# What type of reciepts do you keep track of for taxes?



## Hawkz (Nov 6, 2002)

Do you keep all receipts related to your snow removal business, gas, plow parts, truck parts, shovels, sand, salt; etc. Just curious as to what you guys usually keep as I will be getting some things in order soon. I am getting ready and setting things up. No freaking snow, not now at least. Wish I lived up there in the East or in Colorado near a ski resort. Rode in a ski mountain groomer once, an awesome time. Hopefully the snow will fall soon.... Here is a beer cheers for the East!! Thanks guys- Hawkz


----------



## Pelican (Nov 16, 2001)

Every penny you spend that's business related in any way is deductable. Keep all receipts, including meal tickets while you are out plowing. It's best to have an accountant handle your taxes when running a business, they know the ins and outs of the tax laws and can "find" you a multitude of deductions. In home operated business' you can claim a portion of your house and related expenses as a deduction.


----------



## Ohiosnow (Sep 20, 2001)

*What to keep*

Keep any & all receipts :waving: And then let your tax accountant sort it out  More is better when it comes TAX TIME :waving:


----------



## digger242j (Nov 22, 2001)

> In home operated business' you can claim a portion of your house and related expenses as a deduction.


Although I have heard it said that that deduction often raises a red flag at the IRS because it's so often abused....


----------



## chris k (Nov 5, 2002)

EVERYTHING!!!! Keep toilet paper in the truck? Write it off.


----------



## Plow Grrl (Oct 13, 2002)

lol payup


----------



## Brother1 (Oct 29, 2002)

Digger - my accountant told me the same thing. Said it would be better for me to charge my business rent for office space. Told me to just write myself a check each month and said to just check what the going rate is for square footage of office space in my area. Anybody else ever heard of doing it this way?????


----------



## Hawkz (Nov 6, 2002)

Thanks guys and gal, appreciate your responses.
I think the best idea, like it was already said, is to keep every reciept and then let someone sort through it. I am trying to be a smart shopper w/ parts and equipment though.

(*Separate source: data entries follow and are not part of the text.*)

PR #1274, opened 2016-12-28
Add infill_angles setting to control direction of lines and zig zag infill.

smartavionics:
This setting provides 4 options:

Default - the original directions, 45 and 135.

Uniform - one each of 45, 90, 135 and 180.

Stronger X - 45, 90, 135 and 90 again - provides more strength in X direction.

Stronger Y - 45, 0, 135 and 0 again - provides more strength in Y direction.

I really wanted to be able to enter the comma separated lists of angles into a text box in the gui but the limits on length and validation mess that up so, instead, I am using these fixed options which cover my requirements at least.


Ghostkeeper:
This belongs to https://github.com/Ultimaker/CuraEngine/pull/427

Changes here look good.

BagelOrb:
@Ghostkeeper isn't it possible to have a string setting, so that the user isn't limited to the combinations defined here?

@smartavionics I think your predefined settings are a bit weird.
The order of uniform is better like this: `45, 135, 90, 0`
Stronger X and Stronger Y are actually less strong than the orthogonal option; while the X/Y is in the same direction every odd layer, the even layers alternate, meaning that the infill would hang 4 layers above the previous infill line along that direction, which makes it weaker than the orthogonal option. In contrast the orthogonal option always has infill lines which can rest on two layers below.

Also the engine uses an empty list as the default fallback to normal behaviour.

All in all I think you should have:
```
"": "Standard",
"45,135": "Diagonal",
"0,90": "Axis Aligned",
"45,90,135,180": "Demi-Cardinal",
"90": "Along X",
"0": "Along Y"
```

Note that some changes I requested on the engine side may have repercussions on the `enabled` value in the Cura frontend.

smartavionics:
I wanted to use a string setting but the UI doesn't let you enter a comma separated list of numbers.

A couple of thoughts about your new settings list above.

1 - standard and diagonal give the same pattern (maybe that's what you want)

2 - remember that you are not going to be using the stronger in X/Y options with 10% infill, the infill amount is more likely to be 80%+ (I am currently using 90%) so all of the infill is very well supported. I can assure you that the parts are stronger using the angles I chose.

BagelOrb:
Yeah the standard option should be removed. I thought the behaviour was
different when you are using e.g. triangles infill, but I'm not sure.

Ah yes, in the case of > 50% infill it will be stronger.

These names are not really transparent, though. I really think we should
allow for string settings rather than doing it this way.


Op 6 jan. 2017 16:00 schreef "Mark Burton" <notifications@github.com>:

I wanted to use a string setting but the UI doesn't let you enter a comma
separated list of numbers.

A couple of thoughts about your new settings list above.

1 - standard and diagonal give the same pattern (maybe that's what you want)

2 - remember that you are not going to be using the stronger in X/Y options
with 10% infill, the infill amount is more likely to be 80%+ (I am
currently using 90%) so all of the infill is very well supported. I can
assure you that the parts are stronger using the angles I chose.

—
You are receiving this because you commented.
<https://github.com/Ultimaker/Cura/pull/1274#issuecomment-270920639>, or mute
the thread

smartavionics:
Yes, a string setting would be best as then people can use whatever angles they think are best.

Sorry, I am not familiar with the UI framework used by Cura and I don't really do much python programming so I am not in a good position to investigate adding the capability of having a string setting option in the UI. Can you provide some help with this? (or at least provide a hint as to how it should be done?)

BagelOrb:
The same holds for me. I'm a C++ programmer and not too familliar with the frontend.

Perhaps @sedwards2009 , @Ghostkeeper , @nallath or @jackha can help?
They should be able to point you to the right places for adding a string type setting without any error handling.

smartavionics:
Understood. I would have thought that adding an unchecked string entry widget to the UI could be useful for other reasons in the future so, hopefully, there will be some enthusiasm for making that happen. In the meantime, I will keep using this PR and not worry about it being integrated. Cheers.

I already bought a John Deere snowthrower a few years back/ to bad I can't use that receipt!!! What is the best rate for an accountant??? Thanks, Hawkz


----------



## shamrock1 (Jan 15, 2002)

Keep every receipt attributable to the business, we have a great CPA firm that we deal with and we have it set up for a nominal charge ($300-500) for work performed @tax time.

To limit the hours involved, I personally do many of the spreadsheets, receipts, numbers, and categorizing(tapes) so that the CPA's are not sifting through everything trying to figure out where each expense should go....It's all organized and easy to plug in to the Return forms.

One note about Receipts, According to the Kinder, Friendlier IRS, EVERY RECEIPT must have a description of what and why the item purchased is necessary for the business, 

*Translation* BE PREPARED to justify your expenses, we do this now after watching a great deal of receipts disallowed by an IRS auditor because we did not have full-documentation, I know it sounds like a pile of unnecessary BS!, but I would rather do this now than watch legitimate business expenses thrown out because of improper documentation

We have off-site facilty and I have a home office where I like to do much of my paperwork etc.... the home office is deductible to a certain percentage depending upon the square footage utilized..Not sure what the exact formula is, we leave that up to the bean counters...

Good Luck, May you not ever have to deal with the IRS...:realmad:


----------



## A.L. Inc. (Jan 4, 2002)

Hawkz- One thing that has made my life easier is paying everything by credit. Gas, oil, parts, shovels,etc. The only thing I pay cash for are meals, etc. When I get the monthly bill, I pay it by check. I itemize right on the check stub how much of the total was for parts, tools, whatever. My book keeper then can do all my basic financial statements right from there, and with the exception of the small number of cash reciepts, she doesn't need anything else. Her quarterly reports go right to the CPA. Try to always keep the "C" word to yourself, if you know what I mean. Mike


----------



## SLC1 (Jul 27, 2000)

We were auditied by the State OF Ct. this past summer and let me say that it is best to keep every single reciept that you get and also like HawkZ said either pay for everything with a credit card or set up accounts at all places you deal with, the auditors want to see everything and dont want to hear that you dont keep any reciepts so just make sure you keep any and all paper work. Just my two cents


----------



## wyldman (Jan 18, 2001)

Pretty much what everyone else said,but go see an accountant FIRST.He will tell you what to do,how to set it all up (balance sheets,etc),get it organized,and then deliver it to him.Will cost you much less as the big stuff is done.All he has to do is plug in the numbers.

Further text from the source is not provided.